SOURCE MATERIAL:
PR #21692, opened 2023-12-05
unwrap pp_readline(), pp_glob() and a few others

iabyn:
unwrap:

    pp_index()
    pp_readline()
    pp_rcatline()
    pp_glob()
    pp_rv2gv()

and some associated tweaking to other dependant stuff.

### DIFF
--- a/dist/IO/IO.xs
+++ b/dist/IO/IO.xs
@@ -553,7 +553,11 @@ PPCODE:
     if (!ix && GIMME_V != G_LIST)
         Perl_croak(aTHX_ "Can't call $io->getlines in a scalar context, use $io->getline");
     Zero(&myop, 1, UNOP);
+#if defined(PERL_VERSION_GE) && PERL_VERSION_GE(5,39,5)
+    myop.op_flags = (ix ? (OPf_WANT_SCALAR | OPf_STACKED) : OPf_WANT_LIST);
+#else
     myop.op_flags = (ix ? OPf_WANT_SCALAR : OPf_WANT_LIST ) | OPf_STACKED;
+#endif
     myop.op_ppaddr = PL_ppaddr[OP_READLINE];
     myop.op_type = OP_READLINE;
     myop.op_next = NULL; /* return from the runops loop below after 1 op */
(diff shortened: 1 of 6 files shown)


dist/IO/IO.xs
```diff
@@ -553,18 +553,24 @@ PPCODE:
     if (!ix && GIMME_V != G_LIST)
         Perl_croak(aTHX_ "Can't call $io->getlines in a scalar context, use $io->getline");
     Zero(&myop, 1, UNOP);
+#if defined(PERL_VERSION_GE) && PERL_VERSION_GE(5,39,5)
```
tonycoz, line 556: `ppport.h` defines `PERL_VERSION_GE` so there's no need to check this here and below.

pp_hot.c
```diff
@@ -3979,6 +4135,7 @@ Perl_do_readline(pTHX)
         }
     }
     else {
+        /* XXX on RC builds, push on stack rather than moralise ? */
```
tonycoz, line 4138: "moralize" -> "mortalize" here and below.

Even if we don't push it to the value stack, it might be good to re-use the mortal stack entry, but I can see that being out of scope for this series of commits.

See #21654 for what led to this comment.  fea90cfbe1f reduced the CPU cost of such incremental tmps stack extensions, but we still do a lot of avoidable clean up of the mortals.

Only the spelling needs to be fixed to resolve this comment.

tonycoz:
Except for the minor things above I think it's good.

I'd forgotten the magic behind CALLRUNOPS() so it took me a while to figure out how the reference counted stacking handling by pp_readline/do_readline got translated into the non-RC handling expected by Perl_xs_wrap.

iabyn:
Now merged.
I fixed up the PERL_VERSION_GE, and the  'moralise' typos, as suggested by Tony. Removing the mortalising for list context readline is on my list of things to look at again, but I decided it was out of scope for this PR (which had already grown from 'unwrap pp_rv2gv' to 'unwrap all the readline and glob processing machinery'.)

* * *

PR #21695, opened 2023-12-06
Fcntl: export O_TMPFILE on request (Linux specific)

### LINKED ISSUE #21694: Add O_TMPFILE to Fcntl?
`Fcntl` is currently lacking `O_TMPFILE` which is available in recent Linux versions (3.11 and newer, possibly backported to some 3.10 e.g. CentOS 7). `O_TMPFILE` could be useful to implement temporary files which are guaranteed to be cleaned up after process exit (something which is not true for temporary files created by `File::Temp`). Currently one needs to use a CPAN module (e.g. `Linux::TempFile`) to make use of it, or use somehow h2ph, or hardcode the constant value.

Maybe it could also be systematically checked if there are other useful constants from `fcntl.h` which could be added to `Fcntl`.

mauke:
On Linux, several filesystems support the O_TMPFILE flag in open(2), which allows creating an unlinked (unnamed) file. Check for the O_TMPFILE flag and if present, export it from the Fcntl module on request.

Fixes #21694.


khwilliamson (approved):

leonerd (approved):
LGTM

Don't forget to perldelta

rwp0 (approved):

--

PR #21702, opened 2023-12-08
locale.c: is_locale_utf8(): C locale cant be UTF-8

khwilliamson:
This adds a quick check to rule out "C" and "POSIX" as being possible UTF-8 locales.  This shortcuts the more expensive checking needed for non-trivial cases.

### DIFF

TASK ITEM:
Would you please repeat exactly the lines above, starting at the line with "PR #21692, opened 2023-12-05" and stopping at the line with "Except for the", both included?

ANSWER BOX:
PR #21692, opened 2023-12-05
unwrap pp_readline(), pp_glob() and a few others

iabyn:
unwrap:

    pp_index()
    pp_readline()
    pp_rcatline()
    pp_glob()
    pp_rv2gv()

and some associated tweaking to other dependant stuff.

### DIFF
--- a/dist/IO/IO.xs
+++ b/dist/IO/IO.xs
@@ -553,7 +553,11 @@ PPCODE:
     if (!ix && GIMME_V != G_LIST)
         Perl_croak(aTHX_ "Can't call $io->getlines in a scalar context, use $io->getline");
     Zero(&myop, 1, UNOP);
+#if defined(PERL_VERSION_GE) && PERL_VERSION_GE(5,39,5)
+    myop.op_flags = (ix ? (OPf_WANT_SCALAR | OPf_STACKED) : OPf_WANT_LIST);
+#else
     myop.op_flags = (ix ? OPf_WANT_SCALAR : OPf_WANT_LIST ) | OPf_STACKED;
+#endif
     myop.op_ppaddr = PL_ppaddr[OP_READLINE];
     myop.op_type = OP_READLINE;
     myop.op_next = NULL; /* return from the runops loop below after 1 op */
(diff shortened: 1 of 6 files shown)


dist/IO/IO.xs
```diff
@@ -553,18 +553,24 @@ PPCODE:
     if (!ix && GIMME_V != G_LIST)
         Perl_croak(aTHX_ "Can't call $io->getlines in a scalar context, use $io->getline");
     Zero(&myop, 1, UNOP);
+#if defined(PERL_VERSION_GE) && PERL_VERSION_GE(5,39,5)
```
tonycoz, line 556: `ppport.h` defines `PERL_VERSION_GE` so there's no need to check this here and below.

pp_hot.c
```diff
@@ -3979,6 +4135,7 @@ Perl_do_readline(pTHX)
         }
     }
     else {
+        /* XXX on RC builds, push on stack rather than moralise ? */
```
tonycoz, line 4138: "moralize" -> "mortalize" here and below.

Even if we don't push it to the value stack, it might be good to re-use the mortal stack entry, but I can see that being out of scope for this series of commits.

See #21654 for what led to this comment.  fea90cfbe1f reduced the CPU cost of such incremental tmps stack extensions, but we still do a lot of avoidable clean up of the mortals.

Only the spelling needs to be fixed to resolve this comment.

tonycoz:
Except for the minor things above I think it's good.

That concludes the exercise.